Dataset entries

^^^^^^^^

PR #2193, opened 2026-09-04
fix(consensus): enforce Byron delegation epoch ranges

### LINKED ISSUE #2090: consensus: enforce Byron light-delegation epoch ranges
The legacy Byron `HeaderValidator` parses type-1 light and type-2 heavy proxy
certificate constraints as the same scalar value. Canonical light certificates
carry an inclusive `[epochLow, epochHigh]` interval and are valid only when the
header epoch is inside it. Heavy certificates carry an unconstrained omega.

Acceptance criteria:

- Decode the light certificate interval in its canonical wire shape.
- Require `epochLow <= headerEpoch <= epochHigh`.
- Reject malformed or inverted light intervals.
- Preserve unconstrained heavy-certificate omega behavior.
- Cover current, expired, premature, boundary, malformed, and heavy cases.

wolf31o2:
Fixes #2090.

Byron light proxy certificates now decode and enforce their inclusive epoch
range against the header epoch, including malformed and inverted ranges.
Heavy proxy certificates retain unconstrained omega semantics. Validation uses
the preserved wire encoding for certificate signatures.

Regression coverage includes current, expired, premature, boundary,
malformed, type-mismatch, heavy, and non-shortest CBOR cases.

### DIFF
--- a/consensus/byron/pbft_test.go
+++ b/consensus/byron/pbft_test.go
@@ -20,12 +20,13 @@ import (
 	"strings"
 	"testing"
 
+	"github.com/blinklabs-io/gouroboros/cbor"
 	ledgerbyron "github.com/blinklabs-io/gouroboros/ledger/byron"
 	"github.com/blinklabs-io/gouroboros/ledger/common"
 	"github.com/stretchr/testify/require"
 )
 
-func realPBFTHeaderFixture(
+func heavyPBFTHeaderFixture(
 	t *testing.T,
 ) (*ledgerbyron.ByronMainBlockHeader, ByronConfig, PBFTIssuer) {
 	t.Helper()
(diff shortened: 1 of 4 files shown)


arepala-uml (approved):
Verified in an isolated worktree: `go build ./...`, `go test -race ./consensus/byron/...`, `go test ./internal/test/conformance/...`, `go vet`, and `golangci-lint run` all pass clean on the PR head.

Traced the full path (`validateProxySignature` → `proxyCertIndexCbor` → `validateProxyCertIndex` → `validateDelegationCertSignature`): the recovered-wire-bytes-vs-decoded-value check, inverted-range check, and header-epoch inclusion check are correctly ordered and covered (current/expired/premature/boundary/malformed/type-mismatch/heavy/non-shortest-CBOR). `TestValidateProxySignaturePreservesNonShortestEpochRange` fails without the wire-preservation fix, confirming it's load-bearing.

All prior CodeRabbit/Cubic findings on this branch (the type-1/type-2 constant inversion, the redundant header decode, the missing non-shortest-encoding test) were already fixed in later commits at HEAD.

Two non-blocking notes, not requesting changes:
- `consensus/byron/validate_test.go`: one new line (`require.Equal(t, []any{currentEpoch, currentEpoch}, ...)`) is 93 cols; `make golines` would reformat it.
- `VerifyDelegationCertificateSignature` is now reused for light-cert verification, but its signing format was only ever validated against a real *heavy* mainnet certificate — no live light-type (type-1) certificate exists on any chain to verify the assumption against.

^^^^^^^^

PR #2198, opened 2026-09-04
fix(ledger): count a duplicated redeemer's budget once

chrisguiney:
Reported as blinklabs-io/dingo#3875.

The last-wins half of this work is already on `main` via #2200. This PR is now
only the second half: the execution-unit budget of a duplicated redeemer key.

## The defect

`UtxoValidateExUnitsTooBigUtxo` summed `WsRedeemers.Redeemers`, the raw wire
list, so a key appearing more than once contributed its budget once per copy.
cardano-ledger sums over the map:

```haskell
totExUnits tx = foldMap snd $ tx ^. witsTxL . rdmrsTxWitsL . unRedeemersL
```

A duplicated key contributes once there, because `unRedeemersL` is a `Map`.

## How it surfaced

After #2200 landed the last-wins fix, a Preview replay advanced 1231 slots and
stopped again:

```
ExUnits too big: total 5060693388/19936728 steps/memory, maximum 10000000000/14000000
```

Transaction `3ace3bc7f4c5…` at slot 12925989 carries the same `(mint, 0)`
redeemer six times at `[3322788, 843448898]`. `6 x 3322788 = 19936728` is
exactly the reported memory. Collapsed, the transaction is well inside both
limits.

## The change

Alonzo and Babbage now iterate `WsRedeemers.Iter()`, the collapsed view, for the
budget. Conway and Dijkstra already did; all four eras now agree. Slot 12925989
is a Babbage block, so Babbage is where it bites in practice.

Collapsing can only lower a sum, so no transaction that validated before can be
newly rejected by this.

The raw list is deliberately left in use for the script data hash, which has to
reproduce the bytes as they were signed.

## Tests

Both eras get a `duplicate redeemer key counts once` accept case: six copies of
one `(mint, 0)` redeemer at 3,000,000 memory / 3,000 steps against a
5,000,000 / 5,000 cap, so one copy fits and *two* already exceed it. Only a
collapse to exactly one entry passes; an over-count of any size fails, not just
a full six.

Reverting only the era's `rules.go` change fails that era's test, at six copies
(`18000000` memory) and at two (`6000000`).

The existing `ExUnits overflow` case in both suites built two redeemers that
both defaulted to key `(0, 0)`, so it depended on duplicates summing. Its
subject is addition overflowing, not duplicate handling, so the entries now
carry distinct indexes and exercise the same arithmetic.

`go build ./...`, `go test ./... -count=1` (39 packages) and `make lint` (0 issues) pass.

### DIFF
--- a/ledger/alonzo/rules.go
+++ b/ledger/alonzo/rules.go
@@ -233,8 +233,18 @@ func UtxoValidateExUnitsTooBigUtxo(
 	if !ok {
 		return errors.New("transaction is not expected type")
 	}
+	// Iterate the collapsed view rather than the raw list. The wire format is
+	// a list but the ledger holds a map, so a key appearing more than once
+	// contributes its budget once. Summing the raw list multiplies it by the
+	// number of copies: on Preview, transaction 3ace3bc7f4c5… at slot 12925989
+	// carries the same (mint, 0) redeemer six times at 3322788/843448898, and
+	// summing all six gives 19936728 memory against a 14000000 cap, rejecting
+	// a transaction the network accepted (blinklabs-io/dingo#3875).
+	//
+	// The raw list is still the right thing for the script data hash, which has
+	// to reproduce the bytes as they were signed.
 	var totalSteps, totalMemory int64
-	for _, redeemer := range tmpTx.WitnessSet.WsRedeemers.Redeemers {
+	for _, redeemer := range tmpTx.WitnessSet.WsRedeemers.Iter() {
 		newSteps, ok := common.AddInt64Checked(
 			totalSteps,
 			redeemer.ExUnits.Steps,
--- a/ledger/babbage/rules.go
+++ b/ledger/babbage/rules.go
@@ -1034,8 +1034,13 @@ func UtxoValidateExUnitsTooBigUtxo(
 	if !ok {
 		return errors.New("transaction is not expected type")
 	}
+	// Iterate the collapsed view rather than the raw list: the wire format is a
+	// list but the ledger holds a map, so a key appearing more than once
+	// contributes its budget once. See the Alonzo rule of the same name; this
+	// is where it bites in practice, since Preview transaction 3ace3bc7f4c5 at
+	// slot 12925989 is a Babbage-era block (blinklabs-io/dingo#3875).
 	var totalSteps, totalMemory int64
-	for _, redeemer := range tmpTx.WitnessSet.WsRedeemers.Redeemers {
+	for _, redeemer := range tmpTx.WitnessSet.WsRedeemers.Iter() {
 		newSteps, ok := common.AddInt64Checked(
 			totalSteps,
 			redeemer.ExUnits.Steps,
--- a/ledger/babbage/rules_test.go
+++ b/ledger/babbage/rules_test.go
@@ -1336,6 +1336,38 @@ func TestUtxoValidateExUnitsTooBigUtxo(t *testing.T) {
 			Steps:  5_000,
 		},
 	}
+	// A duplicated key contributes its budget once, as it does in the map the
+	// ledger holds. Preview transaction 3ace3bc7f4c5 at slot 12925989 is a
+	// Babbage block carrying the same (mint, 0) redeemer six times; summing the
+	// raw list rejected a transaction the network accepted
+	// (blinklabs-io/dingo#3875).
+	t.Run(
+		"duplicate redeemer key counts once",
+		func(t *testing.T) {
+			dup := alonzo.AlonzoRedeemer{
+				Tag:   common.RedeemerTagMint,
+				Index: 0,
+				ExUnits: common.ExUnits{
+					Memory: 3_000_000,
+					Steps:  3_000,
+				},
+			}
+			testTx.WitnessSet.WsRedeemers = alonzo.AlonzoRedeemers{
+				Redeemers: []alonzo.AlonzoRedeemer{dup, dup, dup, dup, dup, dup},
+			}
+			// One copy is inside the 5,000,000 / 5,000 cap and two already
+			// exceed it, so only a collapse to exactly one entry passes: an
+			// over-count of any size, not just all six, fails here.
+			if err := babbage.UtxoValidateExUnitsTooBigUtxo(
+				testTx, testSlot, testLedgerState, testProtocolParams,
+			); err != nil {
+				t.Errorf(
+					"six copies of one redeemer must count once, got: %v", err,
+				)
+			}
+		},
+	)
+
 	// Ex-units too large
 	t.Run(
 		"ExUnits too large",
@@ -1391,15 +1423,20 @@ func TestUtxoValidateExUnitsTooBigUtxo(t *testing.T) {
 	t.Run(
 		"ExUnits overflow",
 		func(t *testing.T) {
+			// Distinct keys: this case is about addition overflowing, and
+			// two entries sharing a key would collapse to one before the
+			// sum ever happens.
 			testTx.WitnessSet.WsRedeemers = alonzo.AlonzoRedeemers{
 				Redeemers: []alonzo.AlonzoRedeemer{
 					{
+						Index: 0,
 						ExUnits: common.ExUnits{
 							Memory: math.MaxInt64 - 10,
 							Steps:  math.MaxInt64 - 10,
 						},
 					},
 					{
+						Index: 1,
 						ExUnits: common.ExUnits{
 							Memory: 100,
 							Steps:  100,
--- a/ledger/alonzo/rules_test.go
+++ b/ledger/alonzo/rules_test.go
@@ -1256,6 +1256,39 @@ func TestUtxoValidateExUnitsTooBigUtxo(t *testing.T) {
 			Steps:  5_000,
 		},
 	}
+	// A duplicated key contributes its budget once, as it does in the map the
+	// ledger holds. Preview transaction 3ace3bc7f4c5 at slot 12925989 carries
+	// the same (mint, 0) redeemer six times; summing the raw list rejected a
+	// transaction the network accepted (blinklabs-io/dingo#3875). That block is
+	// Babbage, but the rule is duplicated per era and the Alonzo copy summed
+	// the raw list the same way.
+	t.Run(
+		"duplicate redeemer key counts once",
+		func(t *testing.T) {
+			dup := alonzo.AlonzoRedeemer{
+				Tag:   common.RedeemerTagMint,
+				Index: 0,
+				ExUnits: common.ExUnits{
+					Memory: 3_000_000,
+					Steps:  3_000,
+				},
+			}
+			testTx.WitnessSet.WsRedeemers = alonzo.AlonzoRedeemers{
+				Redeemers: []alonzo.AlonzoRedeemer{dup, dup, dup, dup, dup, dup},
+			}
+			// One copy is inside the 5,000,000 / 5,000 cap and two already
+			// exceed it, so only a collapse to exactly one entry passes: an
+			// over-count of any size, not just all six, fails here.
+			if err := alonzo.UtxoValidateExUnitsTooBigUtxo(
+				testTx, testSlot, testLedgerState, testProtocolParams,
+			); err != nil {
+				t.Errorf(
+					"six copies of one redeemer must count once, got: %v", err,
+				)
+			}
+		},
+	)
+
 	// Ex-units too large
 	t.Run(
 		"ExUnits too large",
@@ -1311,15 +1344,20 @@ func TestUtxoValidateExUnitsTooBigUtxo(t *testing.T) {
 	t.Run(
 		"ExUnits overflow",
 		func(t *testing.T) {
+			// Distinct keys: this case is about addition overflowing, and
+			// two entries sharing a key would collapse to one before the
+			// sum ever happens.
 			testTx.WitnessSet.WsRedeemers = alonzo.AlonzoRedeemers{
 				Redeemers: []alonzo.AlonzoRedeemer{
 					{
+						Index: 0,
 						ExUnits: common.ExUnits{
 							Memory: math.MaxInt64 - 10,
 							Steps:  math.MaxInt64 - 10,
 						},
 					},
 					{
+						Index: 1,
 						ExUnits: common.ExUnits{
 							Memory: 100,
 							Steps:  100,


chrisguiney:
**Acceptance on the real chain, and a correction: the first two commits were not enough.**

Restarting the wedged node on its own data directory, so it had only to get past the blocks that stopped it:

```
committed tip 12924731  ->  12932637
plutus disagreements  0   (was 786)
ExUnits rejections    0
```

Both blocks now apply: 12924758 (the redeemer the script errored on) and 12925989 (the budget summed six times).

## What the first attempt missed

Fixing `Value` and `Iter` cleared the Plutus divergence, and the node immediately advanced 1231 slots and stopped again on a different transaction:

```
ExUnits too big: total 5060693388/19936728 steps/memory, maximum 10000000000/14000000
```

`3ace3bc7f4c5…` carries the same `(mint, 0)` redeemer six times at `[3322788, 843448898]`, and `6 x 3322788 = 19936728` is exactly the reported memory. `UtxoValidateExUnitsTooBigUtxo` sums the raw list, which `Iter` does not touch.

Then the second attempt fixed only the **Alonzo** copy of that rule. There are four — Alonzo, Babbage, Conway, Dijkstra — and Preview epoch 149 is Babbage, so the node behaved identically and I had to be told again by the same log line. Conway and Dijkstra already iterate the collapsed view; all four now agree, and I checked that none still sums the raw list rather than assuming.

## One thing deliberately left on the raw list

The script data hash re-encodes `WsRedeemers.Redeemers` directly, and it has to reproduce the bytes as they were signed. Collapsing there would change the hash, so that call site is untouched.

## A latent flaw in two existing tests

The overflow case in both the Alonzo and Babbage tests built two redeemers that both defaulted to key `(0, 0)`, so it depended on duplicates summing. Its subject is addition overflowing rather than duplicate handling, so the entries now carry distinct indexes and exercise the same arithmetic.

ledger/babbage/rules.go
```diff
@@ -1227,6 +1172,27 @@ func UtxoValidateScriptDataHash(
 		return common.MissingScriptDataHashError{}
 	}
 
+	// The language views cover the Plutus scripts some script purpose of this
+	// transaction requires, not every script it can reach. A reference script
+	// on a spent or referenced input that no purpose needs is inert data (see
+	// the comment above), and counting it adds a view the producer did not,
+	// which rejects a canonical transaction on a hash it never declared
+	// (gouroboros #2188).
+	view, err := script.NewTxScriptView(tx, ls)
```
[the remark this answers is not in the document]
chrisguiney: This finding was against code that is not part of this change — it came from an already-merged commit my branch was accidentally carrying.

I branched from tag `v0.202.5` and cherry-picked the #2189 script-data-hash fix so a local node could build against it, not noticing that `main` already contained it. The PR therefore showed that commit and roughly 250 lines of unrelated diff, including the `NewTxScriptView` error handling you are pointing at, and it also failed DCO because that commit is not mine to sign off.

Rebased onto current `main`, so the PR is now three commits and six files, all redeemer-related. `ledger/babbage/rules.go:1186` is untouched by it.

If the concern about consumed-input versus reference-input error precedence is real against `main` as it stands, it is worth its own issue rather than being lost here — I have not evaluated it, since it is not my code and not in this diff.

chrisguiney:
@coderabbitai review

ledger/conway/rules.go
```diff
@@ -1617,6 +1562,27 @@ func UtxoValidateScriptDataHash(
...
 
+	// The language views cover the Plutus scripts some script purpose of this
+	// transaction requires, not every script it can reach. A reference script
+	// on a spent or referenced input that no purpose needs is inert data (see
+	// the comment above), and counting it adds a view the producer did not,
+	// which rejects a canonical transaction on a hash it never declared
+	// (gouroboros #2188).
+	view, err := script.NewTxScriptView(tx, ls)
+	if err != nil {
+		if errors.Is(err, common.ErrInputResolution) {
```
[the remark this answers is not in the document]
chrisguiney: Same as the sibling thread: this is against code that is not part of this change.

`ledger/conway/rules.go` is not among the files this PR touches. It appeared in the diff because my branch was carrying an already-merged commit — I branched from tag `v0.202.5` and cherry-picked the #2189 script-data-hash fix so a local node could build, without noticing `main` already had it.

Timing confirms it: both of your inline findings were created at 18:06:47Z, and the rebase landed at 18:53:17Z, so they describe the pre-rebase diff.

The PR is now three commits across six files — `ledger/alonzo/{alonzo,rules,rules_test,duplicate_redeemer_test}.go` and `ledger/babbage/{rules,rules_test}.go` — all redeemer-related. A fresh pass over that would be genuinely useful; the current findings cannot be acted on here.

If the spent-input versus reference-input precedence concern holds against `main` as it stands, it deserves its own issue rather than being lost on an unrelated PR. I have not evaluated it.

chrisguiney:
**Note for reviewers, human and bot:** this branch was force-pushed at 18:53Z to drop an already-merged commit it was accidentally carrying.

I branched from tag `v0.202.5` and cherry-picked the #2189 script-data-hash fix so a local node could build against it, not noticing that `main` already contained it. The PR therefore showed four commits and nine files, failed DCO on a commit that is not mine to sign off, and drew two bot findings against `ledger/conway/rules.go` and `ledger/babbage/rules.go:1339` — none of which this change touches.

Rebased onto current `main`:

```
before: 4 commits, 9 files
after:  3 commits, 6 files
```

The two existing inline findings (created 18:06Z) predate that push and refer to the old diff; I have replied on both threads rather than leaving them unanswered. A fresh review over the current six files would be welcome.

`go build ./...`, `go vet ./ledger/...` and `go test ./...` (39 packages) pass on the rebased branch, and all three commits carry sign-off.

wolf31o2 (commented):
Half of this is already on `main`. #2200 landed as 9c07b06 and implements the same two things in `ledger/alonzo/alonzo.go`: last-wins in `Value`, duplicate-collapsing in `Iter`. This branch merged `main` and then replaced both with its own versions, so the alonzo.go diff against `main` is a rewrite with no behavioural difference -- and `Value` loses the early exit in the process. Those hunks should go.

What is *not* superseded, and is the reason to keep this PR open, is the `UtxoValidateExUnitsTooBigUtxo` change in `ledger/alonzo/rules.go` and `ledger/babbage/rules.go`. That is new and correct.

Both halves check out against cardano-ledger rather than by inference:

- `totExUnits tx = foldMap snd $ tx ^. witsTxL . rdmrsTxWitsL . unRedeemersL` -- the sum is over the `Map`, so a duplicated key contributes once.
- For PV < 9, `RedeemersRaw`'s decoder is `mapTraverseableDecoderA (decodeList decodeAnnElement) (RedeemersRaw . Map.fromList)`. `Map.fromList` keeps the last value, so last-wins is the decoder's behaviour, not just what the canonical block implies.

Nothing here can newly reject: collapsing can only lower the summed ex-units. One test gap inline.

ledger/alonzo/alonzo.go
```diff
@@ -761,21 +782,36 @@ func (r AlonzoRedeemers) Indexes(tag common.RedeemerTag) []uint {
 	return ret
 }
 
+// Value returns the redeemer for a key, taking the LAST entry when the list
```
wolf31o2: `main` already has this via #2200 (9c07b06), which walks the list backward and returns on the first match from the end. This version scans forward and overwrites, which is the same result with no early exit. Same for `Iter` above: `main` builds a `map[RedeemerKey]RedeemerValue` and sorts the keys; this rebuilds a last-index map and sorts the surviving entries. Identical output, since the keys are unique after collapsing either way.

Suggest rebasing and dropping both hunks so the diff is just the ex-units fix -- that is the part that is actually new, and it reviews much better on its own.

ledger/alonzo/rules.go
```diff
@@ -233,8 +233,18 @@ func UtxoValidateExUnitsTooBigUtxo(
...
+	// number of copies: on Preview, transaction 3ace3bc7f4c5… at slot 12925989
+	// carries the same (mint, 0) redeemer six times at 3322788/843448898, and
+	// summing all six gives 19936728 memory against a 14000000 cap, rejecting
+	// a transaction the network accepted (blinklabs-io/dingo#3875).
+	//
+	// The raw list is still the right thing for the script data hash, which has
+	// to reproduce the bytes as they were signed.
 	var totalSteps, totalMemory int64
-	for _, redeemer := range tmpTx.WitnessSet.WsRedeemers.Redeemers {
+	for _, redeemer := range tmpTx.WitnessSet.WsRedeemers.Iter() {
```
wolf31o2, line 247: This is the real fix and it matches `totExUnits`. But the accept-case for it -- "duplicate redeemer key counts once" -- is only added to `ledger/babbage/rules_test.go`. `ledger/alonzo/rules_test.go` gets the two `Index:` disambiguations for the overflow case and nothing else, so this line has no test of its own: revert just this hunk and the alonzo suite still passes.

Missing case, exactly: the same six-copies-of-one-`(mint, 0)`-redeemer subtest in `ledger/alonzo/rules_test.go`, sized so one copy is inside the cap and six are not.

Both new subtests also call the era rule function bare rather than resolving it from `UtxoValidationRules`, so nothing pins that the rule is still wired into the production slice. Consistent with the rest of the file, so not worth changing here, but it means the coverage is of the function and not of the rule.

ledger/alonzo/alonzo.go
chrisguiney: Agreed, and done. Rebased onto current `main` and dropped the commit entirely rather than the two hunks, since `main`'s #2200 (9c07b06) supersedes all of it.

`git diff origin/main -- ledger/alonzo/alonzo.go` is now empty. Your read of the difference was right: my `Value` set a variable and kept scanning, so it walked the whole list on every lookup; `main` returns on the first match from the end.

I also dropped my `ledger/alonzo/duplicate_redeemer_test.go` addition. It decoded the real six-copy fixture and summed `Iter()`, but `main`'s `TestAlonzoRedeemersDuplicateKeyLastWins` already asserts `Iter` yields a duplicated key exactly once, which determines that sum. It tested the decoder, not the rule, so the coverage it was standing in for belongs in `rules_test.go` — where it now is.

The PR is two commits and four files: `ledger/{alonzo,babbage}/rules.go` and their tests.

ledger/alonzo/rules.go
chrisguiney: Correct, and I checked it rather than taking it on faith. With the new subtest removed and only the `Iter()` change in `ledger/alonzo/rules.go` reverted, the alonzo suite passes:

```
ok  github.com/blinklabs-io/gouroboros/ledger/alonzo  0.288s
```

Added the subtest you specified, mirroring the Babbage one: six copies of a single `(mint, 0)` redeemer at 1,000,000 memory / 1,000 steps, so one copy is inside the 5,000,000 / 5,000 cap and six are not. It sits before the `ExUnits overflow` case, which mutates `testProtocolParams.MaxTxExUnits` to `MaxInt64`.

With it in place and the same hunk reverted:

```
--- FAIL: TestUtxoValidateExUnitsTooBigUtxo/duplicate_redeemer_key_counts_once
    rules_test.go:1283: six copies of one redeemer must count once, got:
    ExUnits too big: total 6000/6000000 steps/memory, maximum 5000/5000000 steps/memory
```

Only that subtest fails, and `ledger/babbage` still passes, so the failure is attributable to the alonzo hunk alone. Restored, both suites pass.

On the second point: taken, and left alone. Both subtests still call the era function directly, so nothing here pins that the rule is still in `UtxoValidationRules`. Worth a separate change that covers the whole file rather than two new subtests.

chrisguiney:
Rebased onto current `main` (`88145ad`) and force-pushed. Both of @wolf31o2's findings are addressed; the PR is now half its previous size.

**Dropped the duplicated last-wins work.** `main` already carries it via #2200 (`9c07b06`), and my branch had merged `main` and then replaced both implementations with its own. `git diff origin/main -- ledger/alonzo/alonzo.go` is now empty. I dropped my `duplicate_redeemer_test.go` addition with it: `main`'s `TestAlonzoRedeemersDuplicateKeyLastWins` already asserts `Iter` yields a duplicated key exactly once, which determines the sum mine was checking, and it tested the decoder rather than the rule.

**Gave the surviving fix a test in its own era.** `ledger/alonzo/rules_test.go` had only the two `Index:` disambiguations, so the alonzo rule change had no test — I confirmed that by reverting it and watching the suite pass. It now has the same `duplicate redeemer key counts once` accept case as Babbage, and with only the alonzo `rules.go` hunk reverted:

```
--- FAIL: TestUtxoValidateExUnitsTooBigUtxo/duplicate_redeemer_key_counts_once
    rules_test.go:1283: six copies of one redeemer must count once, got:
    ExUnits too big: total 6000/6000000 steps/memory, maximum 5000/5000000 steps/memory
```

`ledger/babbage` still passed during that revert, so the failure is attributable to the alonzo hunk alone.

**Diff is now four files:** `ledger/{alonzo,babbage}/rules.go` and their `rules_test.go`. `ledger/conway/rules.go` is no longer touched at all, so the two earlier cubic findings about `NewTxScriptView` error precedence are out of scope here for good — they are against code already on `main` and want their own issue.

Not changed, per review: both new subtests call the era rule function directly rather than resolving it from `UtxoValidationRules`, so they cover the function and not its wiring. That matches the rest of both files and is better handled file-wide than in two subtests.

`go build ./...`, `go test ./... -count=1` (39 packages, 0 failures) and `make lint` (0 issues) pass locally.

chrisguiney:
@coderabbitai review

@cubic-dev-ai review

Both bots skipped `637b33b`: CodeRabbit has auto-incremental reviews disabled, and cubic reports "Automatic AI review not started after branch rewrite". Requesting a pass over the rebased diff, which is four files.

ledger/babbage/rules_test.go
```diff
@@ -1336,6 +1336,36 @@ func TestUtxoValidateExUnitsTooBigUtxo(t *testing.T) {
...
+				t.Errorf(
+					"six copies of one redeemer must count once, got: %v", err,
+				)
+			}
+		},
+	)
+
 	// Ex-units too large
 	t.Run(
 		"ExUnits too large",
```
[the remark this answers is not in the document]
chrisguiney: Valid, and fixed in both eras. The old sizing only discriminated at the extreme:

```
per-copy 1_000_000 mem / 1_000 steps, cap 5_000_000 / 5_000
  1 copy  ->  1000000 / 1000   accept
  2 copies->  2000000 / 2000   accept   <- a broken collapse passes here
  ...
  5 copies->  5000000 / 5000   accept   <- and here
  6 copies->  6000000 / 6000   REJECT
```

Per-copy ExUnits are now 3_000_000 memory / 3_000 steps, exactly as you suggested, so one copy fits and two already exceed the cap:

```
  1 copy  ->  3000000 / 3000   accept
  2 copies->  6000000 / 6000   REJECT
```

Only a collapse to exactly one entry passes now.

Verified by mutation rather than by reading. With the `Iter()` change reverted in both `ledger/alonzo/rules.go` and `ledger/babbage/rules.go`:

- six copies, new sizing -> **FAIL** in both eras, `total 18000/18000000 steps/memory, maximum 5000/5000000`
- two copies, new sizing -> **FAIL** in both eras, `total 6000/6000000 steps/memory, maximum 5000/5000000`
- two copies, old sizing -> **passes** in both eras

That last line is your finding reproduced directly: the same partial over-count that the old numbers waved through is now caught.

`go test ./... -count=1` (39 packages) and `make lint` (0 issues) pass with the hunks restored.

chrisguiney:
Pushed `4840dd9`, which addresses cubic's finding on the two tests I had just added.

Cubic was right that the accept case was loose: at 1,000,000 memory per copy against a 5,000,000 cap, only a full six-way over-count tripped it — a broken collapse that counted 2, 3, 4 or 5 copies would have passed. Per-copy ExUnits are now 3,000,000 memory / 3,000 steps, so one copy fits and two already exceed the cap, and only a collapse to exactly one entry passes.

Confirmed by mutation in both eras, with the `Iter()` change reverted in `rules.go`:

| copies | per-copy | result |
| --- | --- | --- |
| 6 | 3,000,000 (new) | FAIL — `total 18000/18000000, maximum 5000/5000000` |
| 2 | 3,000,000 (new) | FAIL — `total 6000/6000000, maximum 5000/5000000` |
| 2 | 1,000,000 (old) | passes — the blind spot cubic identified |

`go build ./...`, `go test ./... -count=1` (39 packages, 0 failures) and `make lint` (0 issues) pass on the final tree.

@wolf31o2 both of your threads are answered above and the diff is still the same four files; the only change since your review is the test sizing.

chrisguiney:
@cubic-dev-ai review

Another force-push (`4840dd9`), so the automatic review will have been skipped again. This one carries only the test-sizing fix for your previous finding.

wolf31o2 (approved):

^^^^^^^^

Every line in the data above that includes the word "taking" should be copied.

+// Value returns the redeemer for a key, taking the LAST entry when the list
chrisguiney: Correct, and I checked it rather than taking it on faith. With the new subtest removed and only the `Iter()` change in `ledger/alonzo/rules.go` reverted, the alonzo suite passes:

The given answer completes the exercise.